YOUR GOAL: Everything in the records should be repeated exactly.
Start of Block
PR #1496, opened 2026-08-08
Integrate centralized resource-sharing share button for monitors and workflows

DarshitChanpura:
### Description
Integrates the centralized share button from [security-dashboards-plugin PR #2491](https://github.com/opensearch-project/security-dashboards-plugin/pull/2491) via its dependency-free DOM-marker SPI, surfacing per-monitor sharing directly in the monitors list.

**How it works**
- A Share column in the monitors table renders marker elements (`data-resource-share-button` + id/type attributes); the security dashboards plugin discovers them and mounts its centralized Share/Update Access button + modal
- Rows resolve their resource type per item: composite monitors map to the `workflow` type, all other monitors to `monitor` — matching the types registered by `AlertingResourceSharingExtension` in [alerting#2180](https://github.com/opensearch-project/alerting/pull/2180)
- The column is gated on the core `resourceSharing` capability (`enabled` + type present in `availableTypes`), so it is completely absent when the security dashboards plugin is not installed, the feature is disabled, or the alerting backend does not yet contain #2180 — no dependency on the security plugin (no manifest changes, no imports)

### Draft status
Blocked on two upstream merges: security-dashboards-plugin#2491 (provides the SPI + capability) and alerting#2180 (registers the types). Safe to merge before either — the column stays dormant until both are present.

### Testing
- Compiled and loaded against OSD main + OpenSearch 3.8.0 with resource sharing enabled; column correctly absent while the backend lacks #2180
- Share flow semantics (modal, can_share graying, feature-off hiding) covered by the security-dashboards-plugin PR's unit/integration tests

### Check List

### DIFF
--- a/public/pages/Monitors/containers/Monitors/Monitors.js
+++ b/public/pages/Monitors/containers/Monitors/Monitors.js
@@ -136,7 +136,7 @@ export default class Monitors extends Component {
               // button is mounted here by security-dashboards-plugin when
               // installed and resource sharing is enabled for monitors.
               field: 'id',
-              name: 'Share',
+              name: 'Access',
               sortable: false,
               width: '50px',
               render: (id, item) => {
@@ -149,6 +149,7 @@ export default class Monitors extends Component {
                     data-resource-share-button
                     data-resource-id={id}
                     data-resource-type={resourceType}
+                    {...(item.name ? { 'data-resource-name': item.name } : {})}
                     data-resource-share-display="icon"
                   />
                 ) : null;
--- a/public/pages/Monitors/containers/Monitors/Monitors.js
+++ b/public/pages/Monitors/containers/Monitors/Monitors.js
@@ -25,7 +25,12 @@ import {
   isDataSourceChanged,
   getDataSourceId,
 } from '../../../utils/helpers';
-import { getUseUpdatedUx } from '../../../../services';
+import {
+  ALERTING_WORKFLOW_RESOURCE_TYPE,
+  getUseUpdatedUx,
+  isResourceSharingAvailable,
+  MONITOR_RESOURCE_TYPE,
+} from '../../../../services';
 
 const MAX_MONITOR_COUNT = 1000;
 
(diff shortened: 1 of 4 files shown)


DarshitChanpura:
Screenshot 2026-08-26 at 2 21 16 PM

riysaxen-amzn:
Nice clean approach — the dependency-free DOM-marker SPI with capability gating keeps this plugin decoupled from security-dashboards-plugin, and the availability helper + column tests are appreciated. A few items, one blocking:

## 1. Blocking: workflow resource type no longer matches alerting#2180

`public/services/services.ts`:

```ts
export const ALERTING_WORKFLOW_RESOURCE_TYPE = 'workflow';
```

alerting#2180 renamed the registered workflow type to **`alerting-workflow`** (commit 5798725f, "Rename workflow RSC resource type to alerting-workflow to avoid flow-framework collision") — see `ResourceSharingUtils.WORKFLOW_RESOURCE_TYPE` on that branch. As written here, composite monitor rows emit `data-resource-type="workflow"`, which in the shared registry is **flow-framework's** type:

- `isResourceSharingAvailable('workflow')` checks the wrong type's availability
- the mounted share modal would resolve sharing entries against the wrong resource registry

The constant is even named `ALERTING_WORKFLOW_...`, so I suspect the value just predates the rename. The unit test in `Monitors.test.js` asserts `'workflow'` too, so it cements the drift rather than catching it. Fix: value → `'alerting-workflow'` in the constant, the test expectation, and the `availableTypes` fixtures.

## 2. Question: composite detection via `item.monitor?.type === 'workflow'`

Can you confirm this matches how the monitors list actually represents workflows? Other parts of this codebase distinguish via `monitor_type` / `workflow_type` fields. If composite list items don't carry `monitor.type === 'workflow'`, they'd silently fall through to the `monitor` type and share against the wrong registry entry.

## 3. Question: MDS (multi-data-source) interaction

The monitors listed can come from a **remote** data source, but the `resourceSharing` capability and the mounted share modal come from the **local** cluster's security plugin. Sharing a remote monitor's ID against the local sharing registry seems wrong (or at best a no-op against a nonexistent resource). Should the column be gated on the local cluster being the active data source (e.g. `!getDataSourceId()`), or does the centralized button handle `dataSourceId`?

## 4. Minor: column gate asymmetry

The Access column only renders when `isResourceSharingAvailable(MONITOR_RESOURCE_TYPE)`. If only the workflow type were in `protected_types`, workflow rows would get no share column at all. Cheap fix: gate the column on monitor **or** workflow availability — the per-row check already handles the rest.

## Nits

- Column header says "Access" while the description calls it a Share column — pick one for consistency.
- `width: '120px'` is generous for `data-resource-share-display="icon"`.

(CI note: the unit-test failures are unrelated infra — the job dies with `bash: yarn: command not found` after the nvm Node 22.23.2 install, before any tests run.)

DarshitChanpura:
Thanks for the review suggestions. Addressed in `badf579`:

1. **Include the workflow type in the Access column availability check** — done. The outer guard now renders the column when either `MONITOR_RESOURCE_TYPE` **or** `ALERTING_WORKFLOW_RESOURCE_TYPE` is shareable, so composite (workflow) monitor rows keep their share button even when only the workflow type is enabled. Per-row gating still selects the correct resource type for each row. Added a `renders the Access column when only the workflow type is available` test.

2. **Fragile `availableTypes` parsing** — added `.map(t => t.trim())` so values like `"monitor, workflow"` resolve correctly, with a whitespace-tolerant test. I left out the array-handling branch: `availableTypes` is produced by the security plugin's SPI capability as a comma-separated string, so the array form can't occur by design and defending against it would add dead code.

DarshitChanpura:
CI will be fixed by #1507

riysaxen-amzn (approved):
End of Block
SOLUTION TO THIS EXERCISE:
PR #1496, opened 2026-08-08
Integrate centralized resource-sharing share button for monitors and workflows

DarshitChanpura:
### Description
Integrates the centralized share button from [security-dashboards-plugin PR #2491](https://github.com/opensearch-project/security-dashboards-plugin/pull/2491) via its dependency-free DOM-marker SPI, surfacing per-monitor sharing directly in the monitors list.

**How it works**
- A Share column in the monitors table renders marker elements (`data-resource-share-button` + id/type attributes); the security dashboards plugin discovers them and mounts its centralized Share/Update Access button + modal
- Rows resolve their resource type per item: composite monitors map to the `workflow` type, all other monitors to `monitor` — matching the types registered by `AlertingResourceSharingExtension` in [alerting#2180](https://github.com/opensearch-project/alerting/pull/2180)
- The column is gated on the core `resourceSharing` capability (`enabled` + type present in `availableTypes`), so it is completely absent when the security dashboards plugin is not installed, the feature is disabled, or the alerting backend does not yet contain #2180 — no dependency on the security plugin (no manifest changes, no imports)

### Draft status
Blocked on two upstream merges: security-dashboards-plugin#2491 (provides the SPI + capability) and alerting#2180 (registers the types). Safe to merge before either — the column stays dormant until both are present.

### Testing
- Compiled and loaded against OSD main + OpenSearch 3.8.0 with resource sharing enabled; column correctly absent while the backend lacks #2180
- Share flow semantics (modal, can_share graying, feature-off hiding) covered by the security-dashboards-plugin PR's unit/integration tests

### Check List

### DIFF
--- a/public/pages/Monitors/containers/Monitors/Monitors.js
+++ b/public/pages/Monitors/containers/Monitors/Monitors.js
@@ -136,7 +136,7 @@ export default class Monitors extends Component {
               // button is mounted here by security-dashboards-plugin when
               // installed and resource sharing is enabled for monitors.
               field: 'id',
-              name: 'Share',
+              name: 'Access',
               sortable: false,
               width: '50px',
               render: (id, item) => {
@@ -149,6 +149,7 @@ export default class Monitors extends Component {
                     data-resource-share-button
                     data-resource-id={id}
                     data-resource-type={resourceType}
+                    {...(item.name ? { 'data-resource-name': item.name } : {})}
                     data-resource-share-display="icon"
                   />
                 ) : null;
--- a/public/pages/Monitors/containers/Monitors/Monitors.js
+++ b/public/pages/Monitors/containers/Monitors/Monitors.js
@@ -25,7 +25,12 @@ import {
   isDataSourceChanged,
   getDataSourceId,
 } from '../../../utils/helpers';
-import { getUseUpdatedUx } from '../../../../services';
+import {
+  ALERTING_WORKFLOW_RESOURCE_TYPE,
+  getUseUpdatedUx,
+  isResourceSharingAvailable,
+  MONITOR_RESOURCE_TYPE,
+} from '../../../../services';
 
 const MAX_MONITOR_COUNT = 1000;
 
(diff shortened: 1 of 4 files shown)


DarshitChanpura:
Screenshot 2026-08-26 at 2 21 16 PM

riysaxen-amzn:
Nice clean approach — the dependency-free DOM-marker SPI with capability gating keeps this plugin decoupled from security-dashboards-plugin, and the availability helper + column tests are appreciated. A few items, one blocking:

## 1. Blocking: workflow resource type no longer matches alerting#2180

`public/services/services.ts`:

```ts
export const ALERTING_WORKFLOW_RESOURCE_TYPE = 'workflow';
```

alerting#2180 renamed the registered workflow type to **`alerting-workflow`** (commit 5798725f, "Rename workflow RSC resource type to alerting-workflow to avoid flow-framework collision") — see `ResourceSharingUtils.WORKFLOW_RESOURCE_TYPE` on that branch. As written here, composite monitor rows emit `data-resource-type="workflow"`, which in the shared registry is **flow-framework's** type:

- `isResourceSharingAvailable('workflow')` checks the wrong type's availability
- the mounted share modal would resolve sharing entries against the wrong resource registry

The constant is even named `ALERTING_WORKFLOW_...`, so I suspect the value just predates the rename. The unit test in `Monitors.test.js` asserts `'workflow'` too, so it cements the drift rather than catching it. Fix: value → `'alerting-workflow'` in the constant, the test expectation, and the `availableTypes` fixtures.

## 2. Question: composite detection via `item.monitor?.type === 'workflow'`

Can you confirm this matches how the monitors list actually represents workflows? Other parts of this codebase distinguish via `monitor_type` / `workflow_type` fields. If composite list items don't carry `monitor.type === 'workflow'`, they'd silently fall through to the `monitor` type and share against the wrong registry entry.

## 3. Question: MDS (multi-data-source) interaction

The monitors listed can come from a **remote** data source, but the `resourceSharing` capability and the mounted share modal come from the **local** cluster's security plugin. Sharing a remote monitor's ID against the local sharing registry seems wrong (or at best a no-op against a nonexistent resource). Should the column be gated on the local cluster being the active data source (e.g. `!getDataSourceId()`), or does the centralized button handle `dataSourceId`?

## 4. Minor: column gate asymmetry

The Access column only renders when `isResourceSharingAvailable(MONITOR_RESOURCE_TYPE)`. If only the workflow type were in `protected_types`, workflow rows would get no share column at all. Cheap fix: gate the column on monitor **or** workflow availability — the per-row check already handles the rest.

## Nits

- Column header says "Access" while the description calls it a Share column — pick one for consistency.
- `width: '120px'` is generous for `data-resource-share-display="icon"`.

(CI note: the unit-test failures are unrelated infra — the job dies with `bash: yarn: command not found` after the nvm Node 22.23.2 install, before any tests run.)

DarshitChanpura:
Thanks for the review suggestions. Addressed in `badf579`:

1. **Include the workflow type in the Access column availability check** — done. The outer guard now renders the column when either `MONITOR_RESOURCE_TYPE` **or** `ALERTING_WORKFLOW_RESOURCE_TYPE` is shareable, so composite (workflow) monitor rows keep their share button even when only the workflow type is enabled. Per-row gating still selects the correct resource type for each row. Added a `renders the Access column when only the workflow type is available` test.

2. **Fragile `availableTypes` parsing** — added `.map(t => t.trim())` so values like `"monitor, workflow"` resolve correctly, with a whitespace-tolerant test. I left out the array-handling branch: `availableTypes` is produced by the security plugin's SPI capability as a comma-separated string, so the array form can't occur by design and defending against it would add dead code.

DarshitChanpura:
CI will be fixed by #1507

riysaxen-amzn (approved):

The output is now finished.